DATASET CONTENT:
PR #378, opened 2018-05-16
ocf.io/tv/labmap

raymondnumbergenerator:
currently in production at ocf.io/raymondng/labmap


kpengboy:
Ah I guess these comments don't render properly because the file is too large. Perhaps the folks at GitHub never tested that?

kpengboy:
It will be easier to see what the comments refer to if you can split this file into an HTML file, SVG file, and Javascript file.

raymondnumbergenerator:
thanks, i'll clean it up sometime soon

i think i have the original svg lying around somewhere but it's so far removed from the one that's actually on the labmap since i've written a bunch of stuff on top of it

THE PROBLEM: The "thanks, i'll clean it up sometime soon" line through the last line above: set these down exactly and add nothing else.

TASK RESPONSE:
thanks, i'll clean it up sometime soon

i think i have the original svg lying around somewhere but it's so far removed from the one that's actually on the labmap since i've written a bunch of stuff on top of it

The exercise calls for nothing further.